Would you transcribe all of the entries that follow, word for word?

---------- RECORD SET ----------

PR #441, opened 2016-08-04
Server cleanup

DanSimon:
* Adding a proper `onShutdown()` hook for `Initializer`
* Made a bunch of internal classes and objects private
* `ServerRef` now has a `info()` method instead of users sending the underlying actor a message
* fixed up a bunch of scaladocs for Server-related stuff,


benblack86:
👍

PR #450, opened 2016-09-22
Resurrect Pipes

DanSimon:
So when I deleted all the streaming code in #426, I was probably a little overzealous and deleted all the `Pipe` code.  However with the new streaming API pipes are going to make a comeback and will probably work a whole lot better than they did before.

All in all, pipes will serve a slightly different purpose than before.  One of the goals behind the previous iteration of pipes was to facilitate true zero-copy data proxying.  The idea was you could take a raw `DataBuffer` received on a server-side connection and pipe it directly through to a client-side connection without ever copying it.  However, not only has doing that been impossible since 0.7.0 (with the implementation of pull-based writing), but we never actually implemented that, and I believe it was adding way too much complexity for a fairly specific use-case.

Removing that goal considerably cleans up the logic around pipes and I think will make them much more useful overall.

[This comparison](https://github.com/tumblr/colossus/compare/12916d4...132407c) shows the changes I made to the resurrected code.  The main differences are:

* `FiniteBytePipe` is dead and gone
* `InfinitePipe` is now `BufferedPipe` and now has an internal fixed-size buffer.  When the size is set to 0 it behaves as `InfinitePipe` did.
* No action on pipes will cause an exception to be thrown, which I think was previously a major source of instability.  All exceptions are now propagated inside callback functions.
* `BufferedPipe` also now has high and low watermarks for pushing items.  When the internal buffer hits the high watermark, calls to `push` will start returning `Filling` instead of `Ok`.  Likewise, the size of the low watermark determines when the trigger callback is executed, which signals to the producer that its ok to push again.  They should be useful in the future to help smooth out backpressure.

This is probably the first of several PR's that will improve and integrate pipes into the new streaming API.  Both the Streaming Http and upcoming Http/2 API's will be using this extensively.

### DIFF
--- a/colossus/src/main/scala/colossus/controller/Pipe.scala
+++ b/colossus/src/main/scala/colossus/controller/Pipe.scala
@@ -3,9 +3,17 @@ package controller
 
 import core.DataBuffer
 import akka.util.ByteString
+import java.util.LinkedList
 import scala.util.{Try, Success, Failure}
 
 import service.{Callback, UnmappedCallback}
+
+
+trait StreamState[T] {
+
+  def terminus: T
+
+}
 
 trait Transport {
   //can be triggered by either a source or sink, this will immediately cause
@@ -29,11 +37,12 @@ trait Sink[T] extends Transport {
   def isFull: Boolean
 
   //after this is called, data can no longer be written, but can still be read until EOS
-  def complete()
+  def complete(): Try[Unit]
 
   def feed(from: Source[T], linkState: Boolean) {
     def tryPush(item: T): Unit = push(item) match {
       case PushResult.Ok            => feed(from, linkState)
+      case PushResult.Filling            => feed(from, linkState)
       case PushResult.Closed        => from.terminate(new Exception("This is probably not what we want to do"))
       case PushResult.Complete      => from.terminate(new Exception("This is probably not what we want to do"))
       case PushResult.Full(trig)    => trig.fill(() => tryPush(item))
@@ -141,9 +150,9 @@ object Source {
  */
 trait Pipe[T, U] extends Sink[T] with Source[U] {
 
-  def join[V, W](pipe : Pipe[V, W])(f : U => Seq[V]) : Pipe[T, W] = PipeCombinator.join(this, pipe)(f)
+  //def join[V, W](pipe : Pipe[V, W])(f : U => Seq[V]) : Pipe[T, W] = PipeCombinator.join(this, pipe)(f)
 
-  def ->>[V, W](pipe : Pipe[V, W])(f : U => Seq[V]) : Pipe[T, W] = join(pipe)(f)
+  //def ->>[V, W](pipe : Pipe[V, W])(f : U => Seq[V]) : Pipe[T, W] = join(pipe)(f)
 }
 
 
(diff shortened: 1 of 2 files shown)


colossus/src/main/scala/colossus/controller/Pipe.scala
```diff
@@ -0,0 +1,411 @@
...
+class PipeStateException(message: String) extends Exception(message) with PipeException
+
+/**
+ * This is a special exception that Input/Output controllers look for when
+ * error handling pipes.  In most cases they will log the error that terminated
+ * the pipe, but for this one exception, the failure will be silent.  This is
+ * basically for situations where a certain amount of data is expected but for
+ * some reason the receiver decides to cancel for some business-logic reason.
+ */
+class PipeCancelledException extends Exception("Pipe Cancelled") with PipeException
```
jlbelmonte: Are this exceptions intended to be regular classes or should they be case classes. Maybe it could be helpful  for exhaustiveness.

colossus/src/main/scala/colossus/controller/Pipe.scala
```diff
@@ -0,0 +1,411 @@
...
+
+/**
+ * A Source is the read side of a pipe.  You provide a handler for when an item
+ * is ready and the Source will call it.  Note that if the underlying pipe has
+ * multiple items ready, onReady will only be called once.  This is so that the
+ * consumer of the sink can implicitly apply backpressure by only pulling when
+ * it is able to
+ */
+trait Source[T] extends Transport {
+  def pull(onReady: Try[Option[T]] => Unit)
```
jlbelmonte: nitpick. 
Does pull evaluate to Unit?  return type will make the trait more understandable at first sight.

colossus/src/main/scala/colossus/controller/Pipe.scala
```diff
@@ -0,0 +1,411 @@
...
+  sealed trait State
+  sealed trait PushableState extends State
+  case class Full(trigger: Trigger) extends State
+  case class Pulling(callback: Try[Option[T]] => Unit) extends PushableState
+  case object Closed extends State
+  case object Idle extends PushableState
+  case class Dead(reason: Throwable) extends State
+
+  //Full is the default state because we can only push once we've received a callback from pull
+  private var state: State = Idle
```
jlbelmonte: Seems that comment and default value of state differ.

DanSimon: Ah yeah the initial state used to be `Full` because without a buffer the producer could only push an item if the consumer had already asked for one, but that's no longer the case so `Idle` is the correct initial state.

colossus/src/main/scala/colossus/controller/Pipe.scala
DanSimon: I'm going to leave this as-is for now since I already have another branch that changes the logic of `Pull` so it returns an ADT similar to `push`

colossus/src/main/scala/colossus/controller/Pipe.scala
DanSimon: Yeah it's kind of arbitrary now.  I made it a regular class since you don't want an object as an exception and a case class with no parameters seems weird.  I do think this does bring forth an issue that exception for pipes probably need to be a bit more structured and unified.

jlbelmonte: Oh yes if there is no parameter you don't want a case object as an exception. 👍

----------

→ **RESULT FOR THIS TASK**:
PR #441, opened 2016-08-04
Server cleanup

DanSimon:
* Adding a proper `onShutdown()` hook for `Initializer`
* Made a bunch of internal classes and objects private
* `ServerRef` now has a `info()` method instead of users sending the underlying actor a message
* fixed up a bunch of scaladocs for Server-related stuff,


benblack86:
👍

PR #450, opened 2016-09-22
Resurrect Pipes

DanSimon:
So when I deleted all the streaming code in #426, I was probably a little overzealous and deleted all the `Pipe` code.  However with the new streaming API pipes are going to make a comeback and will probably work a whole lot better than they did before.

All in all, pipes will serve a slightly different purpose than before.  One of the goals behind the previous iteration of pipes was to facilitate true zero-copy data proxying.  The idea was you could take a raw `DataBuffer` received on a server-side connection and pipe it directly through to a client-side connection without ever copying it.  However, not only has doing that been impossible since 0.7.0 (with the implementation of pull-based writing), but we never actually implemented that, and I believe it was adding way too much complexity for a fairly specific use-case.

Removing that goal considerably cleans up the logic around pipes and I think will make them much more useful overall.

[This comparison](https://github.com/tumblr/colossus/compare/12916d4...132407c) shows the changes I made to the resurrected code.  The main differences are:

* `FiniteBytePipe` is dead and gone
* `InfinitePipe` is now `BufferedPipe` and now has an internal fixed-size buffer.  When the size is set to 0 it behaves as `InfinitePipe` did.
* No action on pipes will cause an exception to be thrown, which I think was previously a major source of instability.  All exceptions are now propagated inside callback functions.
* `BufferedPipe` also now has high and low watermarks for pushing items.  When the internal buffer hits the high watermark, calls to `push` will start returning `Filling` instead of `Ok`.  Likewise, the size of the low watermark determines when the trigger callback is executed, which signals to the producer that its ok to push again.  They should be useful in the future to help smooth out backpressure.

This is probably the first of several PR's that will improve and integrate pipes into the new streaming API.  Both the Streaming Http and upcoming Http/2 API's will be using this extensively.

### DIFF
--- a/colossus/src/main/scala/colossus/controller/Pipe.scala
+++ b/colossus/src/main/scala/colossus/controller/Pipe.scala
@@ -3,9 +3,17 @@ package controller
 
 import core.DataBuffer
 import akka.util.ByteString
+import java.util.LinkedList
 import scala.util.{Try, Success, Failure}
 
 import service.{Callback, UnmappedCallback}
+
+
+trait StreamState[T] {
+
+  def terminus: T
+
+}
 
 trait Transport {
   //can be triggered by either a source or sink, this will immediately cause
@@ -29,11 +37,12 @@ trait Sink[T] extends Transport {
   def isFull: Boolean
 
   //after this is called, data can no longer be written, but can still be read until EOS
-  def complete()
+  def complete(): Try[Unit]
 
   def feed(from: Source[T], linkState: Boolean) {
     def tryPush(item: T): Unit = push(item) match {
       case PushResult.Ok            => feed(from, linkState)
+      case PushResult.Filling            => feed(from, linkState)
       case PushResult.Closed        => from.terminate(new Exception("This is probably not what we want to do"))
       case PushResult.Complete      => from.terminate(new Exception("This is probably not what we want to do"))
       case PushResult.Full(trig)    => trig.fill(() => tryPush(item))
@@ -141,9 +150,9 @@ object Source {
  */
 trait Pipe[T, U] extends Sink[T] with Source[U] {
 
-  def join[V, W](pipe : Pipe[V, W])(f : U => Seq[V]) : Pipe[T, W] = PipeCombinator.join(this, pipe)(f)
+  //def join[V, W](pipe : Pipe[V, W])(f : U => Seq[V]) : Pipe[T, W] = PipeCombinator.join(this, pipe)(f)
 
-  def ->>[V, W](pipe : Pipe[V, W])(f : U => Seq[V]) : Pipe[T, W] = join(pipe)(f)
+  //def ->>[V, W](pipe : Pipe[V, W])(f : U => Seq[V]) : Pipe[T, W] = join(pipe)(f)
 }
 
 
(diff shortened: 1 of 2 files shown)


colossus/src/main/scala/colossus/controller/Pipe.scala
```diff
@@ -0,0 +1,411 @@
...
+class PipeStateException(message: String) extends Exception(message) with PipeException
+
+/**
+ * This is a special exception that Input/Output controllers look for when
+ * error handling pipes.  In most cases they will log the error that terminated
+ * the pipe, but for this one exception, the failure will be silent.  This is
+ * basically for situations where a certain amount of data is expected but for
+ * some reason the receiver decides to cancel for some business-logic reason.
+ */
+class PipeCancelledException extends Exception("Pipe Cancelled") with PipeException
```
jlbelmonte: Are this exceptions intended to be regular classes or should they be case classes. Maybe it could be helpful  for exhaustiveness.

colossus/src/main/scala/colossus/controller/Pipe.scala
```diff
@@ -0,0 +1,411 @@
...
+
+/**
+ * A Source is the read side of a pipe.  You provide a handler for when an item
+ * is ready and the Source will call it.  Note that if the underlying pipe has
+ * multiple items ready, onReady will only be called once.  This is so that the
+ * consumer of the sink can implicitly apply backpressure by only pulling when
+ * it is able to
+ */
+trait Source[T] extends Transport {
+  def pull(onReady: Try[Option[T]] => Unit)
```
jlbelmonte: nitpick. 
Does pull evaluate to Unit?  return type will make the trait more understandable at first sight.

colossus/src/main/scala/colossus/controller/Pipe.scala
```diff
@@ -0,0 +1,411 @@
...
+  sealed trait State
+  sealed trait PushableState extends State
+  case class Full(trigger: Trigger) extends State
+  case class Pulling(callback: Try[Option[T]] => Unit) extends PushableState
+  case object Closed extends State
+  case object Idle extends PushableState
+  case class Dead(reason: Throwable) extends State
+
+  //Full is the default state because we can only push once we've received a callback from pull
+  private var state: State = Idle
```
jlbelmonte: Seems that comment and default value of state differ.

DanSimon: Ah yeah the initial state used to be `Full` because without a buffer the producer could only push an item if the consumer had already asked for one, but that's no longer the case so `Idle` is the correct initial state.

colossus/src/main/scala/colossus/controller/Pipe.scala
DanSimon: I'm going to leave this as-is for now since I already have another branch that changes the logic of `Pull` so it returns an ADT similar to `push`

colossus/src/main/scala/colossus/controller/Pipe.scala
DanSimon: Yeah it's kind of arbitrary now.  I made it a regular class since you don't want an object as an exception and a case class with no parameters seems weird.  I do think this does bring forth an issue that exception for pipes probably need to be a bit more structured and unified.

jlbelmonte: Oh yes if there is no parameter you don't want a case object as an exception. 👍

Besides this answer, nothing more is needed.